▶ Work to be completed
Print out the full listing exactly as it reads.

**** Information provided

PR #10263, opened 2024-01-26
Import FindRust and otherwise remove Corrosion from the build 

zanchey:
Corrosion is very clever, but basically none of its features are required. Grab FindRust from the upstream source and drive Cargo directly.

Some of this could be macroised but I don't think it's worth it.

This simplifies the build process.


CMakeLists.txt
```diff
@@ -3,6 +3,8 @@
 # CMake 3.21 is needed for file(IMPORTED_RUNTIME_ARTIFACTS)
```
faho, line 3: Unless I'm overlooking something, this removes IMPORTED_RUNTIME_ARTIFACTS, so we might be able to reduce the minimum cmake version again?

zanchey: Yep, I was leaving that for another commit.

cmake/Rust.cmake
```diff
@@ -1,52 +1,25 @@
...
+# Just let rustup do its job
+set(Rust_RESOLVE_RUSTUP_TOOLCHAINS Off)
 
-    FetchContent_Declare(
-        Corrosion
-        GIT_REPOSITORY https://github.com/mqudsi/corrosion
-        GIT_TAG fish
-    )
+include(FindRust)
+find_package(Rust REQUIRED)
```
faho, line 6: We could make this check the version:

```cmake
find_package(Rust 1.67 REQUIRED)
```

As I understand with only a single version that's a lower bound, and equal or later versions are accepted.

krobelus (approved):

********

▶ Solution to this task
PR #10263, opened 2024-01-26
Import FindRust and otherwise remove Corrosion from the build 

zanchey:
Corrosion is very clever, but basically none of its features are required. Grab FindRust from the upstream source and drive Cargo directly.

Some of this could be macroised but I don't think it's worth it.

This simplifies the build process.


CMakeLists.txt
```diff
@@ -3,6 +3,8 @@
 # CMake 3.21 is needed for file(IMPORTED_RUNTIME_ARTIFACTS)
```
faho, line 3: Unless I'm overlooking something, this removes IMPORTED_RUNTIME_ARTIFACTS, so we might be able to reduce the minimum cmake version again?

zanchey: Yep, I was leaving that for another commit.

cmake/Rust.cmake
```diff
@@ -1,52 +1,25 @@
...
+# Just let rustup do its job
+set(Rust_RESOLVE_RUSTUP_TOOLCHAINS Off)
 
-    FetchContent_Declare(
-        Corrosion
-        GIT_REPOSITORY https://github.com/mqudsi/corrosion
-        GIT_TAG fish
-    )
+include(FindRust)
+find_package(Rust REQUIRED)
```
faho, line 6: We could make this check the version:

```cmake
find_package(Rust 1.67 REQUIRED)
```

As I understand with only a single version that's a lower bound, and equal or later versions are accepted.

krobelus (approved):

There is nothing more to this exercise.